◆ WHAT YOU ARE ASKED TO DO ◆
All lines below containing the string "type" are to be copied.
##### INPUT DATA #####
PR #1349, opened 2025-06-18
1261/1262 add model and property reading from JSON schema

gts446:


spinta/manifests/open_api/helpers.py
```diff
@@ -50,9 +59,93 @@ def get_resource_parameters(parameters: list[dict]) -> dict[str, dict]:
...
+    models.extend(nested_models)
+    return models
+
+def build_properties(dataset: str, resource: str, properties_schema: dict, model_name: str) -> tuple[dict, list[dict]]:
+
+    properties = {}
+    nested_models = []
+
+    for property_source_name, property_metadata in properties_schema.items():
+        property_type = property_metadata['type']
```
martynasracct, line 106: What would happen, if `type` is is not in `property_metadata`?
#####
##### INPUT DATA #####
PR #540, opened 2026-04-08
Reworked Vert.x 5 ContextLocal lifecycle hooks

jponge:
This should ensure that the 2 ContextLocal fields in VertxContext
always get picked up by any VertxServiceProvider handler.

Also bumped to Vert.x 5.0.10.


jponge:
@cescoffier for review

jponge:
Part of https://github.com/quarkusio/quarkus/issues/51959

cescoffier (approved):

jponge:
#####
◆ RESPONSE TO THE TASK ◆
+        property_type = property_metadata['type']
martynasracct, line 106: What would happen, if `type` is is not in `property_metadata`?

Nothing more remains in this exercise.